Dos and Don'ts: Making friends with Pokémon Go
UCD student advisers Aisling O'Grady and Kieran Moloney list a dozen 'dos and don'ts' for first year students
Published 22/08/2016 | 06:00
When the semester starts campus es bursts into vibrancy. Our first years come in a week early so that they can get a feel of the place and so that we - staff, faculty, peer mentors and student ambassadors - can give our full attention to helping them settle in. So, wherever you are going to college, our first piece of advice to new students is; don't be afraid to ask. We are all there to help you.
Do... attend your orientation
You will find the answer to lots of questions you haven't even thought to ask. At the beginning of the year, your priority should be simple -find your way around and find out how things work: the library, IT services (for access to all your online materials), and student services.
Don't... bury your head in your mobile
Try to avoid the comfort offered by your phone and instead engage with people on a personal level. We know Pokemon Go is going to be a craze on campus for a while so, if you do indulge - use it to make new friends.
Do... engage and connect with others
Take the view that everybody is in the same boat and decide that you're going to be the one to start a conversation. At your orientation, introduce yourself to other new students. It may sound clichéd but a simple gesture like this can really kick-start things.
Don't... blow your budget
You have to manage your spending. Make a budget. Write it down. Allow for higher expenditure at the beginning of the year. Limit the amount you borrow - loans have to be paid back! Allow for unexpected, once-off costs. Factor socialising into your budget - you are allowed to enjoy yourself. Take time to shop around when purchasing items. Consider selling items, such as textbooks (once you have finished with them), to make extra money. If you take a part-time job, watch your hours - you are a student, and other aspects of your life should support this, not come into conflict with it.
Do... join clubs and societies
They are a great way to meet people with similar interests to you and to try out something new. These will be your "friends for life".
Don't... think lectures are optional
You will find a great deal of your class materials and notes are made available online by your lecturers. But, they are to aid your study not to replace the lecture or tutorial.
Do... get into good habits
Specifically, good habits of attending all your classes and submitting your work on time. Do both well and you will succeed. College courses take place at a faster pace than at school so you will need to keep up with your readings. Doing a little and doing it often will get you through. Writing your first essay or doing your first assignment can be daunting not because you can't do it, but because you have nothing to measure it against. It is ok to feel apprehensive, but once you get into the habit it will become easier.
Don't... expect to be spoon-fed
College is not like school. You're expected to be an independent learner. You're in charge of your time and no one will be checking up on you. You are now responsible for your own learning so get into a structured, disciplined routine early in the year and this will lead to success ultimately.

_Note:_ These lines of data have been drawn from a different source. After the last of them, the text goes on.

PR #4420, opened 2026-03-16
feat(ui-components): `UITranslationInput` — new property `invertedCalloutTheme` to toggle between normal and inverted callout styles. Default is `false`. Previously `invertedCalloutTheme` was applied by default.

815are:
`UITranslationInput` — new property `invertedCalloutTheme` to toggle between normal and inverted callout styles. Default is `false`. Previously `invertedCalloutTheme` was applied by default.
From storybook:
image
image


Jimmy-Joseph19 (approved):
Changes looks good.
Changeset found.
Tests coverage good.
Did not test locally.
Approving

Issue #4249, opened 2026-02-25
TBI - All newly generated applications should have the desired eslint configuration


longieirl:
### Description (include screenshots)
`As a Fiori developer using SAP Fiori tools, I shall be informed about inconsistencies or violations of rules in my app, and being offered suitable options to speed up my development.`

Acceptance Criteria
WHEN I generate a new app using the app generator
THEN the generated app should have the desired ESLint configuration based on the app (S4, non-S4, customer)

### Value
Optional - details on how this technical backlog item provides value to end-users or dev team eg. Performance, Quality, Maintainability. This will help determine the ranking in relation to feature development

### Architecture Elaboration
Does it requires architecture elaboration?

### Tasks
- [x] Remove eslint check box from the generator - eslint config option should be enabled always when calling the writer.
- [x] User cannot opt out. TypeScript and Javascript projects will both have eslint.
- [x] For CAP projects the generator should also write eslint config for TS and JS projects. Also add the lint script in the package.json (not currently there).
- [x] Migration should not offer to add eslint. WebIde projects do not have eslint. A separate feature request will cover this flow.

longieirl:
Bug found when testing;

the readme.md template is using an incorrect URL; should be updated to;
```
  |**Add Eslint configuration**<br><% if(locals.enableEslint === true) { %><%= "True<br/>, see https://www.npmjs.com/package/@sap-ux/eslint-plugin-fiori-tools#rules for the eslint rules." %><% } else { %><%= "False" %><% }%>|<% if(locals.valueHelpDownloaded === true) { %>
```

longieirl:
Currently tested and validated on latest tools-suite release.

PR #4434, opened 2026-03-18
fix(fiori-generator-shared): update ESLint plugin URL in README template

longieirl:
Fix for https://github.com/SAP/open-ux-tools/issues/4249

Update the ESLint configuration link in the README template from the deprecated eslint-plugin-fiori-custom to @sap-ux/eslint-plugin-fiori-tools#rules, and add a test covering the enableEslint=true branch with updated snapshot.


heimwege:
two approvals, only readme change -> using admin

Issue #4435, opened 2026-03-19
FEATURE - Adapt CF ADP project structure to work with approuter backend middleware


nikmace:
_As a **developer**,
I want to **create a CF ADP project**,
so that I **can use and start the Adaptation Editor with approuter middleware**_

### Description

Project structure for Cloud Foundry adaptation projects need to be updated in order to work with the reworked `backend-proxy-middleware-cf`, which uses `approuter` underneath.

### Acceptance Criteria
GivenWhenThen format (https://martinfowler.com/bliki/GivenWhenThen.html)

**Given** I have created a CF ADP
**when** I run the build and start-editor commands
**then** the adaptation editor will start, odata will load, and api requests will successfully execute

### Tasks
- [ ] 
- [ ] Unit Tests added
- [ ] Test Cases defined

PR #4436, opened 2026-03-19
feat: Adapt CF ADP project structure to work with approuter backend middleware

nikmace:
Feat for #4435.
- Adds correct `backend-proxy-middleware-cf` project ui5.yaml configuration.
- Refactors the `setup-cf` command, removes code.
- Cleans up methods that are now obsolete.

### DIFF
--- a/packages/eslint-plugin-fiori-tools/CHANGELOG.md
+++ b/packages/eslint-plugin-fiori-tools/CHANGELOG.md
@@ -1,5 +1,11 @@
 # @sap-ux/eslint-plugin-fiori-tools
 
+## 9.11.5
+
+### Patch Changes
+
+- 0f7f5f3: Fix: Check minUI5 version for the sap-width-including-column-header rule
+
 ## 9.11.4
 
 ### Patch Changes
--- a/packages/eslint-plugin-fiori-tools/docs/rules/sap-width-including-column-header.md
+++ b/packages/eslint-plugin-fiori-tools/docs/rules/sap-width-including-column-header.md
@@ -1,6 +1,6 @@
 # Require `widthIncludingColumnHeader` for Small Tables (`sap-width-including-column-header`)
 
-Ensures that small tables (less than six columns) include the `widthIncludingColumnHeader` property set to `true` for improved calculation of the column width.
+Ensures that small tables (less than six columns) include the `widthIncludingColumnHeader` property set to `true` for improved calculation of the column width. The rule is applicable to OData V4 applications with a minimum SAPUI5 version of 1.120.
 
 ## Rule Details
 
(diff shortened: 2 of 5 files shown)


lfindlaysap:
@nikmace, can you let me know which files should be reviewed?

nikmace:
> @nikmace, can you let me know which files should be reviewed?

@lfindlaysap None are needed to be reviewed, this PR's branch is pointing to another branch where we potentially have text changes, that's why the team for text reviews was added for this PR.

packages/adp-tooling/src/writer/cf.ts
```diff
@@ -170,10 +169,7 @@ export async function generateCfConfig(
     }
 
     await writeUi5AppInfo(basePath, ui5AppInfo, logger);
-    await addServeStaticMiddleware(basePath, ui5Config, logger);
     await runBuild(basePath, { ADP_BUILDER_MODE: 'preview' });
-    addBackendProxyMiddleware(basePath, ui5Config, serviceInfo.serviceKeys, logger);
 
-    fs.write(join(basePath, yamlPath), ui5Config.toString());
     return fs;
```
mmilko01: Do we still need the `fs` reference at all?

packages/adp-tooling/templates/cf/package.json
```diff
@@ -23,11 +23,11 @@
 	"devDependencies": {
 		"@sap-ux/create": "^0.15.9",
 		"@sap/ui5-builder-webide-extension": "^1.1.9",
-		"@sap-ux/backend-proxy-middleware-cf": "~0.0.0",
+		"@sap-ux/backend-proxy-middleware-cf": "^0.0.86",
```
mmilko01: Should we bump the `@sap-ux/backend-proxy-middleware-cf` minor version, so old project don't automatically break and define the version here as `^0.1.0`?

nikmace: You are probably right. I am not sure if ^ is enough for 0.0.0 versions to load the latest minor version. If we point it to ^0.1.0 right now, before the version is released, when you try to create the project, the generator will fail in the install phase because this version is not found yet, so difficult for testing, but not a problem in general

packages/adp-tooling/src/writer/cf.ts
nikmace: Yea we don't need to pass it anymore

nikmace: Changed in [aab8f2f](https://github.com/SAP/open-ux-tools/pull/4436/commits/aab8f2fb566a6c9ba23c8bfa023c3782c965bfba)

packages/adp-tooling/templates/cf/package.json
nikmace: Changed in [aab8f2f](https://github.com/SAP/open-ux-tools/pull/4436/commits/aab8f2fb566a6c9ba23c8bfa023c3782c965bfba)

avasilev-sap (approved):

devinea (approved):
Re-approving

PR #144, opened 2015-10-22
ansible: use Ubuntu UID for nginx.conf

ktdreyer:
On CentOS, the nginx package from EPEL defaults to using the "nginx" UID.

On Ubuntu, the nginx package defaults to using the "www-data" UID.

Ideally we'd conditionalize this with Ansible variables, but I'll just hack it in for now.


ktdreyer:
vroom :speedboat:

PR #146, opened 2015-10-22
remove rhel and dotted releases from the build jobs

alfredodeza:


ktdreyer:
looks like there's some more "`rhel`" references to remove in "`rpm_dists`" but this definitely solves the main issue today! thanks

PR #149, opened 2015-10-23
programatically use a jenkins job config ini file

alfredodeza:
That sets the password directly from the Jenkins master. This allows us to not need any config file in any slave


ktdreyer:
LGTM

PR #154, opened 2015-10-26
programatically make the .chacractl file

andrewschoen:
This uses variables created by the masks-passwords jenkins plugin.


alfredodeza:
are these already set in jenkins?

andrewschoen:
@alfredodeza nope, and I'm not even sure how to do that. Does this look like the correct way to do this though?

alfredodeza:
yes this would be right, is there a need for the user and url to be masked? the key needs to be for sure

ktdreyer:
To do it:

1. visit https://jenkins.ceph.com/configure
2. under "Global Properties", set the `CHACRACTL_USER` environment variable
3. scroll down and under "Global Passwords", set the `CHACRACTL_KEY` value

andrewschoen:
@alfredodeza I don't plan to mask them, but doesn't hurt to make them configurable.

PR #155, opened 2015-10-26
rm ceph-kmod-rpm job

ktdreyer:
RHEL 7.1 includes kRBD support in the main kernel package, and we no longer maintain any out-of-tree modules for RHEL.

This Jenkins job is now obsolete. Remove it.

CephFS users should not use the out-of-tree cephfs kmod packages. Use Linus' mainline kernel packages from elrepo instead.


ktdreyer:
thanks for the merge

There is nothing in JJB that deletes jobs once they're removed from GitHub, so I've removed the job at https://jenkins.ceph.com/job/ceph-kmod-rpm/ by hand

PR #157, opened 2015-10-26
add the ability to do ceph test builds

andrewschoen:
If TEST_BUILD is checked, it'll push binaries to chacra.ceph.com under the ``test`` ref. This way we can make sure to separate testing binaries from release ones.


alfredodeza:
we tend to call builds like this from irc passing the options on the message, do you see a problem with using `TEST` instead of `TEST_BUILD` ? The call to kraken would look like:

    !ci build ceph BRANCH=v0.94.1 TEST=1

andrewschoen:
@alfredodeza not at all, I'll make that change

PR #158, opened 2015-10-26
use publish-over-ssh plugin for docs jobs

ktdreyer:
We will move docs.ceph.com to DreamCompute and publish docs directly to it.

### DIFF
--- a/teuthology-docs/config/definitions/teuthology-docs.yml
+++ b/teuthology-docs/config/definitions/teuthology-docs.yml
@@ -34,3 +34,11 @@
     builders:
       - shell:
           !include-raw ../../build/build
+
+    # publish docs to docs.ceph.com/teuthology/docs
+    publishers:
+      - ssh:
+          site: 'docs.ceph.com'
+          target: 'teuthology/docs/'
+          source: '.tox/docs/tmp/html/**'
+          remove-prefix: '.tox/docs/tmp/html/'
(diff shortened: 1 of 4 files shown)


teuthology-docs/config/definitions/teuthology-docs.yml
```diff
@@ -34,3 +34,12 @@
...
           !include-raw ../../build/build
+
+    # publish docs to docs.ceph.com/teuthology/docs
+    publishers:
+      - ssh:
+          site: 'docs.ceph.com'
+          target: 'teuthology/docs/'
+          source: '.tox/docs/tmp/html/**'
+          remove-prefix: '.tox/docs/tmp/html/'
+          clean-remote: true
```
alfredodeza: I would rather not do this, because if the transfer gets cut in the middle for whatever reason it will leave us with a broken docs site

ktdreyer: Yeah, I'd added `clean-remote` to match the `--delete` command that we were passing to rsync, but it really does not behave the same way.

I'll just remove `clean-remote` for now.

A more robust solution would be to copy all the files to an individual time-stamped directory, and then exec a command that quickly moves the old directory out of the way and moves the new one into the old one's place. Or maybe use https://wiki.jenkins-ci.org/display/JENKINS/SSH+Agent+Plugin

ktdreyer:
I tested https://wiki.jenkins-ci.org/display/JENKINS/SSH+Agent+Plugin with rsync , and it's two orders of magnitude faster when publishing the ceph.com docs. Let's go with that instead of the publish-over-ssh plugin.

PR #159, opened 2015-10-27
allow some jobs to use globally configured variables

andrewschoen:
Thes variables are defined on the jenkins master using the web UI.

http://jenkins.ceph.com/configure


andrewschoen:
I couldn't find if there was a more "global" place we could put this so that all jobs would get these variables by default. That's probably the better solution if it exists.

ktdreyer:
LGTM

It is possible to use templates with JJB's YAML, but we're not doing that at the moment. I think it's ok to just copy & paste for now.

PR #161, opened 2015-10-27
check chacra to see if a binary exists before rebuilding it

andrewschoen:


ceph-build-next/build/build_deb
```diff
@@ -6,6 +6,19 @@ if test -f /etc/redhat-release ; then
...
 
+[ "$TEST" = true ] && chacra_ref="$vers" || chacra_ref="test"
+vers=`cat ./dist/version`
+distro=`python -c "exec 'import platform; print platform.linux_distribution()[0].lower()'"`
+chacra_endpoint="ceph/${chacra_ref}/${distro}/{$dist}/${ARCH}"
+
+binary_exists=`chacractl binary exists ${chacra_endpoint}`
+
+# if the binary already exists in chacra, do not rebuild
+if [ "$binary_exists" = true ] ; then
```
alfredodeza: the command returns `0` for an existing url and `1` for a non existing one, I don't think that just checking the output would be what we want here. We should trap the exit code with `$?`

    if [ $? -e 0 ]; then
        echo "The endpoint at ${chacra_endpoint} already exists and FORCE_REBUILD was not used, Exiting..."
    fi

ceph-build-next/build/build_deb
```diff
@@ -6,6 +6,19 @@ if test -f /etc/redhat-release ; then
...
+    echo "The binary at ${chacra_endpoint} already exists, Exiting..."
```
alfredodeza: Like I mentioned in the comment above, we are not really checking for binaries, just endpoints to the url where the binaries would live. It is meant to work that way because a job like Ceph produces a lot of binaries, not just one. So this `echo` should really be: 

    echo "The endpoint at ${chacra_endpoint} already exists and FORCE_REBUILD was not used, Exiting..."

ceph-build-next/build/build_deb
andrewschoen: Would I still need the ``binary_exists`` var in that case or can I trash it?

PR #162, opened 2015-10-27
check the exit status on the chacractl exists command; add a FORCE flag to ceph-next

andrewschoen:
If FORCE is checked then binaries will be built and pushed to chacra even if they already exist in chacra.

### DIFF
--- a/ceph-build-next/build/build_deb
+++ b/ceph-build-next/build/build_deb
@@ -14,7 +14,7 @@ chacra_endpoint="ceph/${chacra_ref}/${distro}/{$dist}/${ARCH}"
 chacractl binary exists ${chacra_endpoint}
 
 # if the binary already exists in chacra, do not rebuild
-if [ $? -e 0 ] ; then
+if [ $? -e 0 ] && [ "$FORCE" = false ] ; then
     echo "The endpoint at ${chacra_endpoint} already exists, Exiting..."
     exit 0
 fi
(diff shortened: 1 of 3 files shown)


ceph-build-next/build/build_deb
```diff
@@ -11,11 +11,11 @@ vers=`cat ./dist/version`
 distro=`python -c "exec 'import platform; print platform.linux_distribution()[0].lower()'"`
 chacra_endpoint="ceph/${chacra_ref}/${distro}/{$dist}/${ARCH}"
```
alfredodeza: for `exists` it needs the full URL because you can check binaries or repos, while `chacractl binary` requires only the url from the project name forwards

ceph-build-next/build/build_deb
```diff
@@ -11,11 +11,11 @@ vers=`cat ./dist/version`
...
 
-binary_exists=`chacractl binary exists ${chacra_endpoint}`
+chacractl binary exists ${chacra_endpoint}
```
alfredodeza: which would make this fail.

ceph-build-next/build/build_deb
```diff
@@ -11,11 +11,11 @@ vers=`cat ./dist/version`
...
 
 # if the binary already exists in chacra, do not rebuild
-if [ "$binary_exists" = true ] ; then
-    echo "The binary at ${chacra_endpoint} already exists, Exiting..."
+if [ $? -e 0 ] && [ "$FORCE" = false ] ; then
+    echo "The endpoint at ${chacra_endpoint} already exists, Exiting..."
```
alfredodeza: `... already exists and "FORCE" was not set, Exiting...`

andrewschoen:
@alfredodeza thanks, updated

PR #170, opened 2015-10-28
force push to ceph-releases

alfredodeza:

### DIFF
--- a/ansible/roles/ceph-release/tasks/main.yml
+++ b/ansible/roles/ceph-release/tasks/main.yml
@@ -66,8 +66,12 @@
   # git tag -s "v{{ version }}"  -u 17ED316D -m "v{{ version }}" chdir=ceph
   command: git tag "v{{ version }}" -m "v{{ version }}" chdir=ceph
 
-- name: push changes to ceph-releases git repo
-  command: git push origin {{ branch }} chdir=ceph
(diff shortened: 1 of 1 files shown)


ansible/roles/ceph-release/tasks/main.yml
```diff
@@ -66,8 +66,12 @@
...
   command: git tag "v{{ version }}" -m "v{{ version }}" chdir=ceph
 
-- name: push changes to ceph-releases git repo
-  command: git push origin {{ branch }} chdir=ceph
+  # 'origin' in this case is ceph-releases, since this is our fork/copy of the
+  # official ceph repo it is ok to forcefully push "losing" changes. This may
+  # come up if we need to re-do a release which means doing a fresh commit to
+  # the debian changelog and rpm files and tagging.
+- name: force push changes to ceph-releases git repo
+  command: git push -f origin {{ branch }} chdir=ceph
```
andrewschoen: +1 to the force push, you might think about using the git module here, which allows for a "force" option.

http://docs.ansible.com/ansible/git_module.html

ktdreyer:
LGTM

ansible/roles/ceph-release/tasks/main.yml
alfredodeza: the git module doesn't have a push option that I could see.

PR #174, opened 2015-10-28
Setup releases

alfredodeza:
fix the github url


ktdreyer:
This has to be an SSH URL in order to authenticate to GitHub :(

PR #219, opened 2015-11-10
always update the pip cache before installing packages

andrewschoen:
We do this to get around a bug in the previous code that would never go
out to look for new packages if something in the cache satisfied the
requirements. Specifically, we wanted chacractl==0.0.5 installed, but
because 0.0.4 exists in the cache and satisified the requirement of
>=0.0.4 the cache was never updated to include 0.0.5.

### DIFF
--- a/ceph-deploy/build/setup
+++ b/ceph-deploy/build/setup
@@ -19,7 +19,7 @@ fi
 
 # Create the virtualenv
 virtualenv $WORKSPACE/venv
-source $WORKSPACE/venv/bin/activate
+VENV="$WORKSPACE/venv/bin"
 
 # Define and ensure the PIP cache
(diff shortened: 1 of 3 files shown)


ceph-deploy/build/setup
```diff
@@ -19,7 +19,7 @@ fi
 
 # Create the virtualenv
 virtualenv $WORKSPACE/venv
-source $WORKSPACE/venv/bin/activate
+VENV="$WORKSPACE/venv/bin"
```
alfredodeza: I thought this was already fixed, no?

andrewschoen: Nope, we apparently missed this one in the setup of ceph-deploy. We fixed it in the build script yesterday though.

PR #221, opened 2015-11-12
ceph-setup-next: correct $BRANCH variable in output

ktdreyer:
$Branch is undefined. Use $BRANCH.

arior to this change, Jenkins would not print the branch name to the
console log during the "ceph-setup-next" job.


ktdreyer:
whoops, "arior" -> "Prior" :-) Hopefully our future selves will know what I meant.

PR #223, opened 2015-11-12
creates a utility to install python packages and configure chacractl

andrewschoen:
This way we can have a single bit of code that installs python packages and configures chacractl as these are very common steps in our build jobs.

This also ports ceph-build, ceph-deploy and ceph-release-rpm to use these utils.

### DIFF
--- a/scripts/build_utils.sh
+++ b/scripts/build_utils.sh
@@ -30,3 +30,12 @@ install_python_packages () {
         $VENV/pip install --upgrade --exists-action=i --find-links="file://$PIP_SDIST_INDEX" --no-index $package
     done
 }
+
+make_chacractl_config () {
+    # create the .chacractl config file
+    cat > $HOME/.chacractl << EOF
+    url = "$CHACRACTL_URL"
+    user = "$CHACRACTL_USER"
+    key = "$CHACRACTL_KEY"
+    EOF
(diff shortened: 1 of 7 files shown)


scripts/build_utils.sh
```diff
@@ -0,0 +1,40 @@
...
+        echo $package
+        # download packages to the local pip cache
+        $VENV/pip install --upgrade --exists-action=i --download="$PIP_SDIST_INDEX" $package
+        # install packages from the local pip cache, ignoring pypi
+        $VENV/pip install --upgrade --exists-action=i --find-links="file://$PIP_SDIST_INDEX" --no-index $package
+    done
+}
+
+make_chacractl_config () {
+# create the .chacractl config file
```
ktdreyer: sorry this is really pedantic, but do you mind indenting the code in this function, so it matches the function above?

andrewschoen: I originally had it that way, but there was a syntax error related to the ``EOF``. Is there a better way to do that?

andrewschoen: Here's a link to that error I was seeing when the code was indented. https://jenkins.ceph.com/job/ceph-deploy/19/ARCH=x86_64,DIST=trusty/console

PR #224, opened 2015-11-13
ceph-build-pull-requests: check ansible syntax

ktdreyer:
With this change, the ceph-build-pull-requests job will run `ansible-playbook` with the `--syntax-check` flag on every playbook in the top-level of `./ansible/`. This will help us avoid simple Ansible syntax errors.

### DIFF
--- a/ceph-build-pull-requests/build/build
+++ b/ceph-build-pull-requests/build/build
@@ -29,3 +29,14 @@ for dir in `find . -maxdepth 1 -path ./.git -prune -o -type d -print`; do
         venv/bin/jenkins-jobs test $definitions_dir -o /tmp/output
     fi
 done
+
+# Install Ansible
+if ! venv/bin/pip install --find-links="file://$PIP_SDIST_INDEX" --no-index ansible; then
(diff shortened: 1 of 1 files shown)


ceph-build-pull-requests/build/build
```diff
@@ -29,3 +29,14 @@ for dir in `find . -maxdepth 1 -path ./.git -prune -o -type d -print`; do
...
 done
+
+# Install Ansible
+if ! venv/bin/pip install --find-links="file://$PIP_SDIST_INDEX" --no-index ansible; then
+    venv/bin/pip install --download-directory="$PIP_SDIST_INDEX" ansible
+    venv/bin/pip install --find-links="file://$PIP_SDIST_INDEX" --no-index ansible
+fi
+
+# Syntax-check each Ansible playbook
+for playbook in ansible/*.yml; do
```
alfredodeza: this is probably a bit overkill, but would you mind adding the `$WORKSPACE` variable here so that it reads as a full path? Like:

    for playbook in "$WORKSPACE/ansible/*.yml"; do

ktdreyer: Sure, amended and re-pushed.

PR #226, opened 2015-11-16
Make the radosgw-agent job push to chacra.ceph.com

andrewschoen:
This also moves a few more things into build_utils.sh. I'll make another PR to use those methods in the other jobs that need them.

This branch was tested here: https://jenkins.ceph.com/job/radosgw-agent/8/

### DIFF
--- a/radosgw-agent/build/build
+++ b/radosgw-agent/build/build
@@ -35,13 +35,7 @@ if [[ -f /etc/redhat-release || -f /usr/bin/zypper ]] ; then
 
         chacra_endpoint="radosgw-agent/${chacra_ref}/${DISTRO}/${DISTRO_VERSION}"
 
-        $VENV/chacractl exists binaries/${chacra_endpoint}/noarch ; exists=$?
-
-        # if the binary already exists in chacra, do not rebuild
-        if [ $exists -eq 0 ] && [ "$FORCE" = false ] ; then
-            echo "The endpoint at ${chacra_endpoint}/noarch already exists and FORCE was not set, Exiting..."
-            exit 0
-        fi
+        check_binary_existence $chacra_endpoint/noarch
 
         suse=$(uname -n | grep -ic -e suse -e sles || true)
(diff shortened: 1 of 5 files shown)


radosgw-agent/build/build
```diff
@@ -23,21 +44,22 @@ if [[ -f /etc/redhat-release || -f /usr/bin/zypper ]] ; then
...
+                find dist -name "*.noarch.rpm" | $VENV/chacractl binary ${chacra_flags} create ${chacra_endpoint}/noarch
+                find dist -name "*.src.rpm" | $VENV/chacractl binary ${chacra_flags} create ${chacra_endpoint}/source
             fi
         else
+            mkdir -p $HOME/rpmbuild/{BUILD,BUILDROOT,RPMS,SOURCES,SPECS,SRPMS}
+
             python setup.py clean
             python setup.py sdist --formats=gztar
-            rpmdev-setuptree
-            rpmdev-wipetree
```
ktdreyer: I don't feel good about this final change here; I'd rather we just install rpmdevtools on all the CentOS slaves

ktdreyer: The issue with re-using `$HOME/rpmbuild/` all the time is that files from one build (say, ceph-deploy) could contaminate another build. It's actually safer to wipe the tree before each build

andrewschoen: Alright, I've removed this commit and added ``rpmdevtools`` to our ansible for jenkins slaves instead.

We'll want to make the ceph-deploy job do this as well.

radosgw-agent/build/build
```diff
@@ -10,12 +10,33 @@ echo "  WS=$WORKSPACE"
 echo "  PWD=$(pwd)"
 ls -l
 
+
+# the following two methods exist in scripts/build_utils.sh
```
alfredodeza: thanks for this comment

alfredodeza: also, HI BASH

PR #227, opened 2015-11-16
ansible: add lxml deps for docs.ceph.com builds

ktdreyer:
The docs require these two packages in order to build.

### DIFF
--- a/ansible/slave.yml
+++ b/ansible/slave.yml
@@ -73,6 +73,8 @@
         - doxygen
         - ditaa
         - ant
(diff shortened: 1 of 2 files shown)


alfredodeza:
This means that the same slaves needed for Ceph are the ones that will build docs for Ceph too right? (a rebase is needed here too)

ktdreyer:
Yeah, let's just close this.

We should manage the entire "docs.dhc.sepia.ceph.com" VM with Ansible instead.

PR #230, opened 2015-11-17
ceph-build: separate deb build scripts from rpm build scripts

andrewschoen:
We need these specific scripts grouped into their own shell directives
so that if setup_deb exits on a centos node then setup_rpm will still be
ran against that same node.


ktdreyer:
Thanks guys

PR #231, opened 2015-11-17
add the 'huge' label to ensure competent machines are used for building

alfredodeza:


ktdreyer:
that looks right to me

PR #246, opened 2015-11-24
use ports mirror for arm packages in pbuilder

alfredodeza:


ceph-build/config/definitions/ceph-build.yml
```diff
@@ -21,6 +21,7 @@
           name: ARCH
           values:
             - x86_64
+            - arm64
```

Do... ask your lecturers and tutors for feedback on your work
While you are expected to take charge of your own learning (no one gives you the answers at this level), your lecturers and tutors will discuss your work and help you if you are stuck on a problem so don't be afraid to approach them.
Don't... go home after class-hang out
Students who commute to and from classes without socialising on campus are more likely to create a cycle whereby they go home because they "don't have friends". But they don't have them because they constantly go home. Give yourself that time to form friendships.
Do... move outside your comfort zone
College is an adventure where you can stretch your imagination and your potential. Challenge yourself by getting involved in something you haven't done before. Colleges are richly diverse communities in which you are invited to challenge and be challenged.
Do... please give yourself time to become a student
Coming to college is a major change. Any major change will take time to take shape so allow yourself this space. You are not expected to arrive as a fully formed scholar and it will take time to adjust to the physical, social and academic environment. You don't need to know everything - the best thing about college is that you get to discover things organically, over time and in your own unique way.
College is demanding so make sure you look after the most important thing - you! Being a student is a juggling act and getting the right balance. .right between study, fun, work, exercise and relaxation is the key to success.